New Delhi: Realty major DLF has appointed JP Morgan and Morgan Stanley as merchant bankers for proposed sale of promoters’ 40 per cent stake in the company’s rental arm DLF Cyber City Developers to institutional investors.
The company has also roped in Pricewaterhouse Coopers as tax consultant and Shardul Amarchand Mangaldas as law firm to help execute this deal, which is estimated to be valued at around Rs 12,000 crore, sources said.
Earlier this month, the company’s board had decided that DLF promoters – KP Singh family – will sell their 40 per cent stake in the company’s rental arm DLF Cyber City Developers Ltd (DCCDL).
DLF, the country’s largest realty firm, will continue to hold 60 per cent equity interest in DCCDL. The company was authorised to appoint bankers, transaction advisors, tax and legal advisors etc to assist in the proposed transaction.
Promoters will re-invest a significant part of the amount realised from the proposed sale in DLF Ltd, which in turn would utilise this fund to trim its debt that stood at more than Rs 21,000 crore as on June 30.
The promoters stake in DLF, which stands at 75 per cent, could increase post this investment and the same would have to be brought down as per the SEBI norms on minimum public shareholdings, sources had said.
In late 2009, DLF had announced merger of its subsidiary DCCDL with promoters’ firm Caraf Builders and Constructions.

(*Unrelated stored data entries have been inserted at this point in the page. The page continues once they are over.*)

PR #21911, opened 2026-05-31
[analytics-engine] Wire FINAL aggregate filter drop and join-condition adapter dispatch

songkant-aws:
## Description

Two small fixes that together unblock \`CalciteTransposeCommandIT\` on the analytics-engine route. Both surface only when a single PPL command produces:
- (a) a non-prefix groupSet,
- (b) a FILTER aggCall, and
- (c) a Join whose condition carries PPL UDFs.

PPL transpose lowers via \`RelBuilder.unpivot()\` + \`RelBuilder.pivot()\` and is the only PPL command today that hits all three at once. The underlying bugs are general — any future command that lands in this shape will hit them.

## What goes wrong on main today

\`CalciteTransposeCommandIT\` against \`-Dtests.analytics.parquet_indices=true\` (analytics-engine route) on the merged-21804 main: 0/5 pass, 5/5 fail with \`IllegalArgumentException: filter must be BOOLEAN NOT NULL\`.

## Fix 1 — DistributedAggregateRewriter.buildOne: drop filterArg on FINAL

After PARTIAL+FINAL split, FINAL's input is PARTIAL output, laid out as \`[group keys, agg states]\`. The boolean column referenced by an aggCall's FILTER predicate exists only on the **ORIGINAL child input** that PARTIAL consumed; PARTIAL has already applied the filter while accumulating state. \`Aggregate.<init>\`'s \`isPredicate(input, filterArg)\` check fires when it reads \`filterArg=N\` against PARTIAL output that has fewer than \`N+1\` columns (or whose \`N\`th column is non-boolean).

Set \`filterArg = -1\` on the FINAL call. Calcite treats any \`filterArg < 0\` as "no FILTER" (see \`AggregateCall.hasFilter()\` and the \`Aggregate.<init>\` check \`aggCall.filterArg < 0 || isPredicate(...)\`); \`-1\` is the conventional value used throughout Calcite's own rule rewrites.

### Prior art (Calcite-blessed pattern)

This is exactly how Calcite and Flink themselves construct the merge-stage aggCall in two-phase aggregation:

- **Apache Calcite** [\`SqlSplittableAggFunction\`](https://github.com/apache/calcite/blob/main/core/src/main/java/org/apache/calcite/sql/SqlSplittableAggFunction.java) is the public abstraction for splittable aggregates. Every \`topSplit()\` implementation (\`CountSplitter\`, \`SumSplitter\`, \`MinMaxSplitter\`) hard-codes \`-1\` as filterArg when constructing the merge-stage aggCall — see e.g. \`CountSplitter.topSplit()\` returning \`AggregateCall.create(..., ImmutableList.of(ordinal), -1, ...)\` and \`CountSplitter.other()\` doing the same.
- **Apache Flink** [\`SplitAggregateRule\`](https://github.com/apache/flink/blob/master/flink-table/flink-table-planner/src/main/java/org/apache/flink/table/planner/plan/rules/logical/SplitAggregateRule.java) (used by Flink's MPP-style two-stage local/global aggregation) does the same thing structurally:
  - **STEP 2 partial aggregates**: keep \`aggCall.filterArg\` (the FILTER column still exists on PARTIAL's input).
  - **STEP 3 final aggregates**: build with \`AggregateCall.create(..., newArgList, -1, ...)\` — argList shifted to PARTIAL's output positions, filterArg dropped.

Both reflect the same semantic invariant: FILTER is consumed once during state accumulation; downstream merge stages see only states and have no rows left to gate.

## Fix 2 — BackendPlanAdapter: dispatch OpenSearchJoin for adapter rewrite

\`adaptNode()\` walks \`Filter\` / \`Project\` / \`Aggregate(FINAL)\` and runs each RexNode through the backend's \`ScalarFunctionAdapter\` chain (e.g. \`ToStringFunctionAdapter\` rewrites \`NUMBER_TO_STRING\` to a plain \`CAST\` that isthmus understands).

Calcite's \`FILTER_INTO_JOIN\` rule inlines an outer Filter's predicate into an inner Join's condition, so any PPL UDF that lived in the Project below the Filter rides into the Join condition. With \`OpenSearchJoin\` missing from \`adaptNode\`'s dispatch list, that copy of the UDF reaches isthmus unrewritten and trips:

\`\`\`
java.lang.IllegalArgumentException: Unable to convert call NUMBER_TO_STRING(fp64?).
  at io.substrait.isthmus.expression.RexExpressionConverter.visitCall(...)
\`\`\`

Add an \`OpenSearchJoin\` branch that runs the join's condition through \`adaptRex\` with concatenated left+right field storage — same convention \`OpenSearchJoin#getOutputFieldStorage()\` uses on the output side.

## Test coverage

New unit tests in \`BackendPlanAdapterTests\`:

- \`testJoinConditionAdapterInsertsCastForIntegerField\` — Join condition carrying \`SIN(integer_column)\` ends up with the integer operand wrapped in \`CAST(... AS DOUBLE)\` after adaptation, mirroring how \`testSinAdapterInProjectInsertsCastForIntegerField\` exercises the same adapter on a Project.
- \`testJoinConditionNoOpWhenNoAdaptedFunctions\` — Join with a plain equi-condition (no PPL UDF) passes through structurally unchanged. Guards against the dispatcher accidentally rebuilding Joins it doesn't need to touch.

## Verified results

\`CalciteTransposeCommandIT\` on 21804-merged main:

| Setup | Pass | Failure mode |
|---|---|---|
| Without these fixes | 0/5 | \`filter must be BOOLEAN NOT NULL\` |
| With Fix 1 only | 4/5 | \`testTransposeWithValueFieldNameCollision\` hits \`Unable to convert call NUMBER_TO_STRING(fp64?)\` |
| With Fix 1 + Fix 2 | **5/5** ✅ | — |

## Test plan

- [x] \`./gradlew :sandbox:plugins:analytics-engine:test --tests "org.opensearch.analytics.planner.dag.BackendPlanAdapterTests"\` — 8/8 (2 new + 6 existing all pass)
- [x] \`./gradlew :sandbox:plugins:analytics-engine:spotlessCheck\`
- [x] Local cluster via \`./gradlew run -x checkCompatibility\` with the sandbox plugin set, transpose IT 5/5 pass against analytics-engine route
- [ ] Full \`:integ-test:integTestRemote\` suite

## Related

- Builds on top of #21804 (LITERAL_AGG + JoinRule relaxation), which unblocks the marking-phase \`unmarked LogicalJoin\` error one layer earlier.
- Once merged, the corresponding sql-plugin workaround (opensearch-project/sql#5479 — axis literal padding + unbounded VARCHAR cast in transpose lowering) becomes redundant and can be closed.


sandbox/plugins/analytics-engine/src/test/java/org/opensearch/analytics/planner/dag/BackendPlanAdapterTests.java
```diff
@@ -311,6 +311,111 @@ protected Map<ScalarFunction, ScalarFunctionAdapter> scalarFunctionAdapters() {
...
+            leftScan,
+            rightScan,
+            List.of(),
+            condition,
+            Set.of(),
+            org.apache.calcite.rel.core.JoinRelType.INNER
+        );
+
+        RelNode marked = runPlanner(join, context);
+        LOGGER.debug("Marked join:\n{}", RelOptUtil.toString(marked));
```
songkant-aws: Remove logger in test

sandbox/plugins/analytics-engine/src/test/java/org/opensearch/analytics/planner/dag/BackendPlanAdapterTests.java
```diff
@@ -311,6 +311,111 @@ protected Map<ScalarFunction, ScalarFunctionAdapter> scalarFunctionAdapters() {
...
+
+        QueryDAG dag = DAGBuilder.build(marked, context.getCapabilityRegistry(), mockClusterService(), TEST_RESOLVER);
+        PlanForker.forkAll(dag, context.getCapabilityRegistry());
+        BackendPlanAdapter.adaptAll(dag, context.getCapabilityRegistry());
+
+        StagePlan plan = findStagePlanByFragmentType(dag, org.opensearch.analytics.planner.rel.OpenSearchJoin.class);
+        org.opensearch.analytics.planner.rel.OpenSearchJoin adaptedJoin = (org.opensearch.analytics.planner.rel.OpenSearchJoin) plan
```
songkant-aws: Use import of OpenSearchJoin instead of full path

sandbox/plugins/analytics-engine/src/test/java/org/opensearch/analytics/planner/dag/BackendPlanAdapterTests.java
```diff
@@ -311,6 +311,111 @@ protected Map<ScalarFunction, ScalarFunctionAdapter> scalarFunctionAdapters() {
...
+        RelNode leftScan = stubScan(table);
+        RelNode rightScan = stubScan(table);
+
+        // Equi-join on left.$0 == right.$0 — no PPL UDF, nothing for adapter to rewrite.
+        RexNode condition = rexBuilder.makeCall(
+            SqlStdOperatorTable.EQUALS,
+            rexBuilder.makeInputRef(typeFactory.createSqlType(SqlTypeName.INTEGER), 0),
+            rexBuilder.makeInputRef(typeFactory.createSqlType(SqlTypeName.INTEGER), 2)
+        );
+        RelNode join = org.apache.calcite.rel.logical.LogicalJoin.create(
```
songkant-aws: Use import of OpenSearchJoin instead of full path

sandbox/plugins/analytics-engine/src/test/java/org/opensearch/analytics/planner/dag/BackendPlanAdapterTests.java
```diff
@@ -311,6 +311,111 @@ protected Map<ScalarFunction, ScalarFunctionAdapter> scalarFunctionAdapters() {
...
+            leftScan,
+            rightScan,
+            List.of(),
+            condition,
+            Set.of(),
+            org.apache.calcite.rel.core.JoinRelType.INNER
```
songkant-aws: Use import of JoinRelType.INNER full path

sandbox/plugins/analytics-engine/src/main/java/org/opensearch/analytics/planner/dag/BackendPlanAdapter.java
```diff
@@ -109,6 +113,49 @@ private static RelNode adaptNode(RelNode node, Map<ScalarFunction, ScalarFunctio
...
+     * a PPL transpose's {@code CAST(numeric AS VARCHAR)} CASE branch, picked up when the
+     * outer {@code IS NOT NULL(_value_transpose_)} filter is pushed down) get rewritten into
+     * substrait-compatible shapes before fragment conversion. Without this dispatch,
+     * isthmus's RexExpressionConverter sees the unadapted PPL UDF and fails with
+     * "Unable to convert call ...".
+     *
+     * <p>Field storage for adapter recursion concatenates left and right input storage,
+     * matching Calcite's join row type ordering (left fields first, then right) — same
+     * convention {@link OpenSearchJoin#getOutputFieldStorage()} uses on the output side.
+     */
```
songkant-aws, line 125: Concise up the comment. No need to explain so much

sandbox/plugins/analytics-engine/src/test/java/org/opensearch/analytics/planner/dag/BackendPlanAdapterTests.java
songkant-aws: Done in e754144c8d3752756d846c348755000f3c52b93a.

sandbox/plugins/analytics-engine/src/test/java/org/opensearch/analytics/planner/dag/BackendPlanAdapterTests.java
songkant-aws: Done in e754144c8d3752756d846c348755000f3c52b93a.

sandbox/plugins/analytics-engine/src/test/java/org/opensearch/analytics/planner/dag/BackendPlanAdapterTests.java
songkant-aws: Done in e754144c8d3752756d846c348755000f3c52b93a.

sandbox/plugins/analytics-engine/src/test/java/org/opensearch/analytics/planner/dag/BackendPlanAdapterTests.java
songkant-aws: Done in e754144c8d3752756d846c348755000f3c52b93a.

sandbox/plugins/analytics-engine/src/main/java/org/opensearch/analytics/planner/dag/BackendPlanAdapter.java
songkant-aws: Done in e754144c8d3752756d846c348755000f3c52b93a.

songkant-aws:
Addressed all review comments in the latest force-push (e754144c8d3):
- Removed the LOGGER call from `testJoinConditionAdapterInsertsCastForIntegerField`.
- Replaced full-path `org.apache.calcite.rel.logical.LogicalJoin` / `JoinRelType.INNER` / `org.opensearch.analytics.planner.rel.OpenSearchJoin` with explicit imports.
- Concised the `adaptJoin` Javadoc to three lines.
- Also picked up coderabbit's suggestion: early-return on empty `fieldStorage` so we don't kick off `adaptRex` with no storage info to consult — keeps the no-marked-input path identical to its previous behavior (just propagate `childrenChanged` through `join.copy(...)`).

Re the failing `sandbox-check`: the two `DatafusionReduceSinkTests.testCancel*UnwindsDrain` failures are unrelated to this PR — they live in `analytics-backend-datafusion` (this PR doesn't touch that module) and the failure mode is `RuntimeException: Execution error: Worker gone` from the native runtime cancellation path, which is a known race in the reduce-sink drain (not caused by my changes). The local UT (`BackendPlanAdapterTests` 8/8 pass, including the two new join-condition tests) and the local `CalciteTransposeCommandIT` end-to-end run (5/5 pass against the analytics-engine route) confirm the change itself is correct. I expect the next CI run to pass the relevant jobs; if `sandbox-check` keeps tripping on the same flaky reduce-sink tests we should rerun it.

sandbox/plugins/analytics-engine/src/main/java/org/opensearch/analytics/planner/dag/BackendPlanAdapter.java
```diff
@@ -114,6 +118,42 @@ private static RelNode adaptNode(RelNode node, Adapters adapters) {
...
+     * Adapts {@link OpenSearchJoin#getCondition()} so PPL UDFs inlined by
+     * Calcite's FILTER_INTO_JOIN reach the fragment converter in their adapted shape.
+     * Field storage is left ++ right output storage (Calcite join row-type ordering).
+     */
+    private static RelNode adaptJoin(OpenSearchJoin join, Adapters adapters, List<RelNode> adaptedChildren, boolean childrenChanged) {
+        RelNode left = childrenChanged ? adaptedChildren.get(0) : join.getLeft();
+        RelNode right = childrenChanged ? adaptedChildren.get(1) : join.getRight();
+        List<FieldStorageInfo> fieldStorage = new ArrayList<>();
+        if (RelNodeUtils.unwrapHep(left) instanceof OpenSearchRelNode l) {
+            fieldStorage.addAll(l.getOutputFieldStorage());
```
expani: FieldStorage is populated at marking. 
So, a Join should get them at marking and we need to just copy the same into the recreated `OpenSearchJoin` here.

expani: Basically, `join.getOutputFieldStorage()` should already have the values. so, we don't need to recreate from left and right childs again.

expani: If it doesn't have, then we can populate in `OpenSearchJoinRule`

songkant-aws: Yeah, checked that it should be populated during scan and the join's each child should have already deduced the subtree's FieldStorage.

expani (approved):

mch2 (approved):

DCCDL had then issued CCPS (compulsorily convertible preference shares) worth Rs 1,597 crore to promoters. Post- conversion, promoters would have 40 per cent stake in CCDL, which holds bulk of the DLF’s commercial assets.
DLF had set up a committee to suggest ways for driving the growth of rental business and resolving this CCSP issue.
The company is expected to earn an annual rental income of Rs 2,400 crore this fiscal by leasing its commercial properties, including office and shopping malls comprising 30 million sq ft of area. Of this, Rs 2,200 crore rental income pertains to DCCDL, sources said.
“With this proposed transaction, DLF will be able to achieve three of its main objectives — removal of conflict of interest, creation of a rental platform with large financial investors and reducing substantial portion of debt,” DLF Senior Executive Director Finance Saurav Chawla had said.
With property market facing huge slowdown from last 2-3 years, DLF has been selling its non-core assets to boost its cash flow and reduce debt.
The company has exited from hotel, insurance, wind power and cinema businesses besides selling non-core land parcels. It has raised more than Rs 10,000 crore through this process.
Recently, the company sold about 50 per cent stake in its housing project at central Delhi for about Rs 2,000 crore.